### [Task description]
Take the entries below and print, exactly, the stretch from the line containing "XavierGeerinck: I do" through the line containing "artursouza: Please, keep", both included.

(Saved entries)
Issue #136, opened 2021-11-16
Actors: Should not allow state manipulation outside Actor Runtime


XavierGeerinck:
## Expected Behavior

We should not be able to modify the state of actors through the DaprClient

PR #137, opened 2021-11-17
feat(actors): implement actor proxy object and remove actor access remotely

XavierGeerinck:
# Description

This PR implements the Actor Proxy object and removes the possibility to access actors and its methods remotely.

## Issue reference

Please reference the issue this PR will close: #136 

## Checklist

* [x] Code compiles correctly
* [x] Created/updated tests
* [x] Extended the documentation


greenie-msft:
Thank you, Xavier for the refactor. @artursouza and @halspang please review when you have a moment.

src/actors/client/ActorClient/ActorClient.ts
```diff
@@ -0,0 +1,36 @@
...
+import IClient from '../../../interfaces/Client/IClient';
+import IClientActor from '../../../interfaces/Client/IClientActor';
+import ActorClientGRPC from './ActorClientGRPC';
+import ActorClientHTTP from './ActorClientHTTP';
+
+export default class ActorClient {
+  readonly daprClient: DaprClient;
+  readonly actor: IClientActor;
+
+  constructor(daprClient: DaprClient) {
```
artursouza, line 14: What is the advantage of passing this object here just to get it later? Is there a way to get the host and port directly and avoid requiring the actual general purpose Dapr client?

src/actors/client/ActorClient/ActorClientGRPC.ts
```diff
@@ -0,0 +1,278 @@
...
+
+// https://docs.dapr.io/reference/api/actors_api/
+export default class ActorClientGRPC implements IClientActor {
+  client: GRPCClient;
+
+  constructor(client: GRPCClient) {
+    this.client = client;
+  }
+
+  async invoke(method: "GET" | "POST" | "PUT" | "DELETE", actorType: string, actorId: string, methodName: string, body?: any): Promise<object> {
```
artursouza, line 19: method seems to be unused, which makes sense because it is always Post.

src/actors/client/ActorClient/ActorClientGRPC.ts
```diff
@@ -0,0 +1,278 @@
...
+      client.invokeActor(msgService, (err, res: InvokeActorResponse) => {
+        if (err) {
+          return reject(err);
+        }
+
+        // https://docs.dapr.io/reference/api/secrets_api/#response-body
+        const resData = Buffer.from(res.getData()).toString();
+
+        try {
+          return resolve(JSON.parse(resData));
```
artursouza, line 41: We can start with JSON but I highly recommend making the serialization a pluggable interface.

src/actors/client/ActorClient/ActorClientGRPC.ts
```diff
@@ -0,0 +1,278 @@
...
+        }
+
+        // https://docs.dapr.io/reference/api/actors_api/#http-response-codes-3
+        return resolve();
+      });
+    });
+  }
+
+  // @todo: not implemented, cannot find the gRPC bindings
+  // async reminderGet(actorType: string, actorId: string, name: string): Promise<void> {
```
artursouza, line 140: There is no reason to implement this. Please, remove the code. Once registered, reminders are kept in the runtime.

src/actors/client/ActorClient/ActorClientGRPC.ts
```diff
@@ -0,0 +1,278 @@
...
+          return reject(err);
+        }
+
+        // https://docs.dapr.io/reference/api/actors_api/#http-response-codes-3
+        return resolve();
+      });
+    });
+  }
+
+  async timerDelete(actorType: string, actorId: string, name: string): Promise<void> {
```
artursouza, line 225: I wonder if these methods should be called deleteTimer, createTimer, etc. We went through an exercise to normalize naming among the SDKs a while ago and only accept variations that are idiomatic to each language. See the example in Java SDK:

https://github.com/dapr/java-sdk/blob/master/sdk-actors/src/main/java/io/dapr/actors/runtime/AbstractActor.java

src/actors/client/ActorClient/ActorClientGRPC.ts
```diff
@@ -0,0 +1,278 @@
...
+        try {
+          return resolve(JSON.parse(resData));
+        } catch (e) {
+          return resolve(resData as any);
+        }
+      });
+    });
+  }
+
+  async stateTransaction(actorType: string, actorId: string, operations: OperationType[]): Promise<void> {
```
artursouza, line 49: In the implementation in the Java SDK, we keep a separate client for the "server" side of actor and the "client" side of actors. It basically means that the invoke API is in a separate interface and implementation. It is important to keep the abstraction between client and server.

src/actors/client/ActorProxy.ts
```diff
@@ -1,38 +0,0 @@
-import { AbstractActor } from "../..";
-import DaprClient from "../../implementation/Client/DaprClient";
-import Class from "../../types/Class";
-import ActorId from "../ActorId";
-import ActorProxyFactory from "./ActorProxyFactory";
-
-export default class ActorProxy<T extends AbstractActor> {
```
artursouza, line 7: Why are you removing ActorProxy? Also, this would be a breaking change, not?

src/actors/client/ActorProxyFactory.interface.ts
```diff
@@ -1,8 +0,0 @@
-import Class from "../../types/Class";
-import ActorId from "../ActorId";
-import ActorProxy from "./ActorProxy";
-import AbstractActor from "../runtime/AbstractActor";
-
-export default interface ActorProxyFactoryInterface {
```
artursouza, line 6: breaking change?

src/actors/client/ActorProxyFactory.ts
```diff
@@ -1,17 +0,0 @@
-import { AbstractActor, DaprClient } from "../..";
-import Class from "../../types/Class";
-import ActorId from "../ActorId";
-import ActorProxy from "./ActorProxy";
-import ActorProxyFactoryInterface from "./ActorProxyFactory.interface";
-
-export default class ActorProxyFactory implements ActorProxyFactoryInterface {
```
artursouza, line 7: breaking change?

src/implementation/Client/GRPCClient/state.ts
```diff
@@ -180,4 +182,33 @@ export default class GRPCClientState implements IClientState {
       });
     });
   }
+
+  async query(storeName: string, query: StateQueryType): Promise<StateQueryResponseType> {
```
artursouza, line 186: Please, do not bundle the query API changes in this PR. This can be merged independently. BTW, there is a breaking change in this API already in 1.6, please sync with @dmitsh

src/implementation/Client/HTTPClient/HTTPClient.ts
```diff
@@ -43,6 +43,11 @@ export default class HTTPClient implements IClient {
     return CommunicationProtocolEnum.HTTP;
   }
 
+  async executeWithApiVersion(apiVersion: string = "v1.0", url: string, params: any = {}): Promise<object | string> {
```
artursouza, line 46: separate PR?

artursouza (changes requested):
Please, consider separating the query state API changes in a new PR.

src/actors/client/ActorClient/ActorClient.ts
XavierGeerinck: Well, the DaprClient could be transformed into a Singleton if that makes more sense? In the end there should be only one active throughout the code. Would that make sense?

src/actors/client/ActorClient/ActorClientGRPC.ts
XavierGeerinck: I do agree that it might be easier to have default POST and move method to the end as optional

src/actors/client/ActorClient/ActorClientGRPC.ts
XavierGeerinck: Let's skip for this PR?

src/actors/client/ActorClient/ActorClientGRPC.ts
XavierGeerinck: Ok will change

src/actors/client/ActorProxy.ts
XavierGeerinck: There is a ProxyBuilder now that implements Proxy itself. This was old deprecated code and was not functional

src/actors/client/ActorProxyFactory.interface.ts
XavierGeerinck: There is a ProxyBuilder now that implements Proxy itself. This was old deprecated code and was not functional

src/actors/client/ActorProxyFactory.ts
XavierGeerinck: There is a ProxyBuilder now that implements Proxy itself. This was old deprecated code and was not functional

src/implementation/Client/GRPCClient/state.ts
XavierGeerinck: Personally, rather than extracting this I would prefer to merge it now and fix it afterwards in a new PR. Bit difficult to get it out now :) thoughts?

src/implementation/Client/HTTPClient/HTTPClient.ts
XavierGeerinck: Personally, rather than extracting this I would prefer to merge it now and fix it afterwards in a new PR. Bit difficult to get it out now :) thoughts?

src/actors/client/ActorClient/ActorClient.ts
artursouza: Just let the implementation of the ActorClient to solve how to keep a reference to DaprClient. Not every actor implementation should need this instance.

src/actors/client/ActorClient/ActorClientGRPC.ts
artursouza: Please, keep POST or PUT only. No need to expose this. Here is why:

Java does POST only: https://github.com/dapr/java-sdk/blob/master/sdk-actors/src/main/java/io/dapr/actors/client/DaprHttpClient.java
.Net is using PUT only: https://github.com/dapr/dotnet-sdk/blob/0c9d6a45c8d3792a92d7141056c390bea098d02b/src/Dapr.Actors/DaprHttpInteractor.cs#L199

Runtime does indeed accept all these HTTP Methods: https://github.com/dapr/dapr/blob/ab1c6a0ac7041ff9da34626e05b3628277f61acb/pkg/http/api.go#L297
On the other hand, when invoking actor locally, we only use PUT. So, the method you use in the SDK does not matter in the end. This also allows the gRPC API to work seamlessly.

src/actors/client/ActorClient/ActorClientGRPC.ts
artursouza: Yes. This is a known issue in the SDKs but "JSON" is mostly compatible cross languages - unless the object has Date/Time types or something that is not portable.

src/implementation/Client/GRPCClient/state.ts
artursouza: Well. If the code is in separate files, separating is not that hard. Also, if you have it in separate commits, you can remove the commit via a rebase and then cherry-pick it in a new branch.

src/implementation/Client/HTTPClient/HTTPClient.ts
artursouza: I think it is doable.

artursouza (changes requested):

src/actors/client/ActorClient/ActorClientGRPC.ts
XavierGeerinck: Ok, I will remove the method

src/implementation/Client/GRPCClient/state.ts
XavierGeerinck: Removed it

src/implementation/Client/HTTPClient/HTTPClient.ts
XavierGeerinck: Removed it

src/actors/client/ActorClient/ActorClient.ts
XavierGeerinck: Ah now I see it, apologies, was sleeping I think when writing this 😅😂

greenie-msft:
@XavierGeerinck @artursouza - any update on this PR? Would be great to get this in soon.

XavierGeerinck:
Changes were submitted awaiting final review normally :)

src/actors/runtime/AbstractActor.ts
```diff
@@ -200,7 +204,11 @@ export default abstract class AbstractActor {
     return this.stateManager;
   }
 
-  getId(): ActorId {
+  getId(): string {
```
artursouza, line 207: Can we keep the old way? It feels redundant to have these two variants.

artursouza (changes requested):
Just a small change.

### [Task answer]
XavierGeerinck: I do agree that it might be easier to have default POST and move method to the end as optional

src/actors/client/ActorClient/ActorClientGRPC.ts
XavierGeerinck: Let's skip for this PR?

src/actors/client/ActorClient/ActorClientGRPC.ts
XavierGeerinck: Ok will change

src/actors/client/ActorProxy.ts
XavierGeerinck: There is a ProxyBuilder now that implements Proxy itself. This was old deprecated code and was not functional

src/actors/client/ActorProxyFactory.interface.ts
XavierGeerinck: There is a ProxyBuilder now that implements Proxy itself. This was old deprecated code and was not functional

src/actors/client/ActorProxyFactory.ts
XavierGeerinck: There is a ProxyBuilder now that implements Proxy itself. This was old deprecated code and was not functional

src/implementation/Client/GRPCClient/state.ts
XavierGeerinck: Personally, rather than extracting this I would prefer to merge it now and fix it afterwards in a new PR. Bit difficult to get it out now :) thoughts?

src/implementation/Client/HTTPClient/HTTPClient.ts
XavierGeerinck: Personally, rather than extracting this I would prefer to merge it now and fix it afterwards in a new PR. Bit difficult to get it out now :) thoughts?

src/actors/client/ActorClient/ActorClient.ts
artursouza: Just let the implementation of the ActorClient to solve how to keep a reference to DaprClient. Not every actor implementation should need this instance.

src/actors/client/ActorClient/ActorClientGRPC.ts
artursouza: Please, keep POST or PUT only. No need to expose this. Here is why:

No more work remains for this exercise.